Start of Block
PR #667, opened 2023-03-21
Add release script

Half-Shot:
This basically ports https://github.com/matrix-org/matrix-appservice-bridge/pull/452 although I've made it a bit more agnostic to any package, so it should reasonably work if we ported it back.

### DIFF
--- a/scripts/release.sh
+++ b/scripts/release.sh
@@ -44,8 +44,6 @@ echo "Generated tag $TAG"
 
 echo "Pushing to origin"
 git push origin $TAG
-
-# Push to main branch too
 git push
 
 echo "The CI to generate a release is now running. Check https://github.com/$REPO_NAME/releases and publish the release when it's ready."
--- a/scripts/release.sh
+++ b/scripts/release.sh
@@ -35,16 +35,17 @@ fi
 
 echo "Committing version"
 towncrier build --version $VERSION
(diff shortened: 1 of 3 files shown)


scripts/release.sh
```diff
@@ -0,0 +1,49 @@
...
+
+read -p "Happy with the changelog? <y/N> " prompt
+if [[ $prompt != "y" && $prompt != "Y" && $prompt != "yes" && $prompt != "Yes" ]]
+then
+  rm draft-release.txt
+  exit 0
+fi
+
+echo "Committing version"
+towncrier build --version $VERSION
```
justinbot, line 37: Is `build` a valid command? I've hit this error before running `towncrier`:
```
> towncrier build
Usage: towncrier [OPTIONS]
Try 'towncrier --help' for help.

Error: Got unexpected extra argument (build)
```

But if it works then 🤷

justinbot (approved):
Still wish it was fully automated, but this is a step in the right direction 👍

scripts/release.sh
Half-Shot: Erm, lemme double check.

Half-Shot: My local environment likes it, hmm :/

Half-Shot: I just ran the command on latest towncrier and it was happy, so I think this is fine.

PR #670, opened 2023-03-22
Make the feed parser less strict on HTML data.

Half-Shot:

### DIFF
--- a/src/feeds/FeedReader.ts
+++ b/src/feeds/FeedReader.ts
@@ -197,7 +197,14 @@ export class FeedReader {
                     this.cacheTimes.set(url, { lastModified: res.headers['Last-Modified'] });
                 }
 
-                const feed = await (new Parser()).parseString(res.data);
+                const feed = await (new Parser({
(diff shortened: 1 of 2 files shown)


src/feeds/FeedReader.ts
```diff
@@ -197,7 +197,14 @@ export class FeedReader {
                     this.cacheTimes.set(url, { lastModified: res.headers['Last-Modified'] });
                 }
 
-                const feed = await (new Parser()).parseString(res.data);
+                const feed = await (new Parser({
```
justinbot, line 200: Do we need to instantiate a new parser every time?

justinbot (approved):

src/feeds/FeedReader.ts
Half-Shot: Good question, probably not. I wonder if it's to prevent contamination.

Half-Shot: Looked okay, have refactored.

PR #675, opened 2023-03-23
Don't hide form elements in GitHub component if we're not checking auth

Half-Shot:
This should fix https://github.com/vector-im/element-integration-manager/issues/50


jaller94 (approved):
Looks good to me.

PR #681, opened 2023-03-24
Add feeds failing metric

Half-Shot:
A simple counter that lets us see whether we are having HTTP failures or parsing failures, to track relative success when we modify the parser.


jaller94 (approved):
Looks good to me.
End of Block
→ **TASK TO CARRY OUT**
Locate "--- a/src/feeds/FeedReader.ts" in the material, then quote the line that contains it and all lines after it through the final one.

→ **TASK ANSWER**
--- a/src/feeds/FeedReader.ts
+++ b/src/feeds/FeedReader.ts
@@ -197,7 +197,14 @@ export class FeedReader {
                     this.cacheTimes.set(url, { lastModified: res.headers['Last-Modified'] });
                 }
 
-                const feed = await (new Parser()).parseString(res.data);
+                const feed = await (new Parser({
(diff shortened: 1 of 2 files shown)


src/feeds/FeedReader.ts
```diff
@@ -197,7 +197,14 @@ export class FeedReader {
                     this.cacheTimes.set(url, { lastModified: res.headers['Last-Modified'] });
                 }
 
-                const feed = await (new Parser()).parseString(res.data);
+                const feed = await (new Parser({
```
justinbot, line 200: Do we need to instantiate a new parser every time?

justinbot (approved):

src/feeds/FeedReader.ts
Half-Shot: Good question, probably not. I wonder if it's to prevent contamination.

Half-Shot: Looked okay, have refactored.

PR #675, opened 2023-03-23
Don't hide form elements in GitHub component if we're not checking auth

Half-Shot:
This should fix https://github.com/vector-im/element-integration-manager/issues/50


jaller94 (approved):
Looks good to me.

PR #681, opened 2023-03-24
Add feeds failing metric

Half-Shot:
A simple counter that lets us see whether we are having HTTP failures or parsing failures, to track relative success when we modify the parser.


jaller94 (approved):
Looks good to me.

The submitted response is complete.